◆ MATERIAL PROVIDED:

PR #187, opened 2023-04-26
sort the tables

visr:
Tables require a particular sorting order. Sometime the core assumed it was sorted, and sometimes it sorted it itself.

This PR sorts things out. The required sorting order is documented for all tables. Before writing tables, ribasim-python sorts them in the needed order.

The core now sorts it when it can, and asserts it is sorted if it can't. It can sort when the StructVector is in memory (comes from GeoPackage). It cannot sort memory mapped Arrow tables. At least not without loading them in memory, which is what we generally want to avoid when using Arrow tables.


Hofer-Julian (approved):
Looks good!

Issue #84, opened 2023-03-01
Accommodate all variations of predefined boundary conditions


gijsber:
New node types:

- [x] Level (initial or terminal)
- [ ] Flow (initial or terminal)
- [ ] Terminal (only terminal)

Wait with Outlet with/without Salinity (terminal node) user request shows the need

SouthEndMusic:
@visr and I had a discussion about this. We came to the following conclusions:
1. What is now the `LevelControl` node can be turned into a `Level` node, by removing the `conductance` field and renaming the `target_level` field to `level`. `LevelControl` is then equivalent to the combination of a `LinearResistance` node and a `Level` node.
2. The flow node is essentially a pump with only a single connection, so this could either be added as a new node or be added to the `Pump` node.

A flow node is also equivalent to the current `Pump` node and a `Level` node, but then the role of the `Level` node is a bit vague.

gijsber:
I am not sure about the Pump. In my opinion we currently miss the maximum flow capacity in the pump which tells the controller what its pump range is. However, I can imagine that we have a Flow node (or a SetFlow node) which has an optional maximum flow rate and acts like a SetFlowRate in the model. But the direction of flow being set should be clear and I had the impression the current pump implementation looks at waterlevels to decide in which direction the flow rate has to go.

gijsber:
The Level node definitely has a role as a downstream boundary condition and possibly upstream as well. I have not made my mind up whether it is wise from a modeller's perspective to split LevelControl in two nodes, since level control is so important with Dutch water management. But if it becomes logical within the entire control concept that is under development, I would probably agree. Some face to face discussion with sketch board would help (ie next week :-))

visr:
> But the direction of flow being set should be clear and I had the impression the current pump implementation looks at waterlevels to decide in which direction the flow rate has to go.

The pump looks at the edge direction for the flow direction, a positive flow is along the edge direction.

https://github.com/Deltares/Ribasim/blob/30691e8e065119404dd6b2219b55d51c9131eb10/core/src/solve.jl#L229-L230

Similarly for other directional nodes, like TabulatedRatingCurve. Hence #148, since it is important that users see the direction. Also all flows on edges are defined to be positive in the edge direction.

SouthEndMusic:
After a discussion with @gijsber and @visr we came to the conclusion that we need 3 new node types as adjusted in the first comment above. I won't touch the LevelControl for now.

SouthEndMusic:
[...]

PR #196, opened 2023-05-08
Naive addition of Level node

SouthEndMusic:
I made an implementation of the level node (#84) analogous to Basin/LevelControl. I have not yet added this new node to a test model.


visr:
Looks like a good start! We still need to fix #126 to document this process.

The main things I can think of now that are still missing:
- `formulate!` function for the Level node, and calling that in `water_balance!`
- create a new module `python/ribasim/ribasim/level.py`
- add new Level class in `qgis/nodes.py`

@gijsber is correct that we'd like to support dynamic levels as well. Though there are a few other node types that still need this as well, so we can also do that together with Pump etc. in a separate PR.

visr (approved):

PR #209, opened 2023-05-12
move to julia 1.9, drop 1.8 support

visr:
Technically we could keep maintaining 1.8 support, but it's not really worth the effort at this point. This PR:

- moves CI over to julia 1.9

◆ ACTIVITY:
Repeat the records above in full, character for character.

◆ EXPECTED ANSWER:
PR #187, opened 2023-04-26
sort the tables

visr:
Tables require a particular sorting order. Sometime the core assumed it was sorted, and sometimes it sorted it itself.

This PR sorts things out. The required sorting order is documented for all tables. Before writing tables, ribasim-python sorts them in the needed order.

The core now sorts it when it can, and asserts it is sorted if it can't. It can sort when the StructVector is in memory (comes from GeoPackage). It cannot sort memory mapped Arrow tables. At least not without loading them in memory, which is what we generally want to avoid when using Arrow tables.


Hofer-Julian (approved):
Looks good!

Issue #84, opened 2023-03-01
Accommodate all variations of predefined boundary conditions


gijsber:
New node types:

- [x] Level (initial or terminal)
- [ ] Flow (initial or terminal)
- [ ] Terminal (only terminal)

Wait with Outlet with/without Salinity (terminal node) user request shows the need

SouthEndMusic:
@visr and I had a discussion about this. We came to the following conclusions:
1. What is now the `LevelControl` node can be turned into a `Level` node, by removing the `conductance` field and renaming the `target_level` field to `level`. `LevelControl` is then equivalent to the combination of a `LinearResistance` node and a `Level` node.
2. The flow node is essentially a pump with only a single connection, so this could either be added as a new node or be added to the `Pump` node.

A flow node is also equivalent to the current `Pump` node and a `Level` node, but then the role of the `Level` node is a bit vague.

gijsber:
I am not sure about the Pump. In my opinion we currently miss the maximum flow capacity in the pump which tells the controller what its pump range is. However, I can imagine that we have a Flow node (or a SetFlow node) which has an optional maximum flow rate and acts like a SetFlowRate in the model. But the direction of flow being set should be clear and I had the impression the current pump implementation looks at waterlevels to decide in which direction the flow rate has to go.

gijsber:
The Level node definitely has a role as a downstream boundary condition and possibly upstream as well. I have not made my mind up whether it is wise from a modeller's perspective to split LevelControl in two nodes, since level control is so important with Dutch water management. But if it becomes logical within the entire control concept that is under development, I would probably agree. Some face to face discussion with sketch board would help (ie next week :-))

visr:
> But the direction of flow being set should be clear and I had the impression the current pump implementation looks at waterlevels to decide in which direction the flow rate has to go.

The pump looks at the edge direction for the flow direction, a positive flow is along the edge direction.

https://github.com/Deltares/Ribasim/blob/30691e8e065119404dd6b2219b55d51c9131eb10/core/src/solve.jl#L229-L230

Similarly for other directional nodes, like TabulatedRatingCurve. Hence #148, since it is important that users see the direction. Also all flows on edges are defined to be positive in the edge direction.

SouthEndMusic:
After a discussion with @gijsber and @visr we came to the conclusion that we need 3 new node types as adjusted in the first comment above. I won't touch the LevelControl for now.

SouthEndMusic:
[...]

PR #196, opened 2023-05-08
Naive addition of Level node

SouthEndMusic:
I made an implementation of the level node (#84) analogous to Basin/LevelControl. I have not yet added this new node to a test model.


visr:
Looks like a good start! We still need to fix #126 to document this process.

The main things I can think of now that are still missing:
- `formulate!` function for the Level node, and calling that in `water_balance!`
- create a new module `python/ribasim/ribasim/level.py`
- add new Level class in `qgis/nodes.py`

@gijsber is correct that we'd like to support dynamic levels as well. Though there are a few other node types that still need this as well, so we can also do that together with Pump etc. in a separate PR.

visr (approved):

PR #209, opened 2023-05-12
move to julia 1.9, drop 1.8 support

visr:
Technically we could keep maintaining 1.8 support, but it's not really worth the effort at this point. This PR:

- moves CI over to julia 1.9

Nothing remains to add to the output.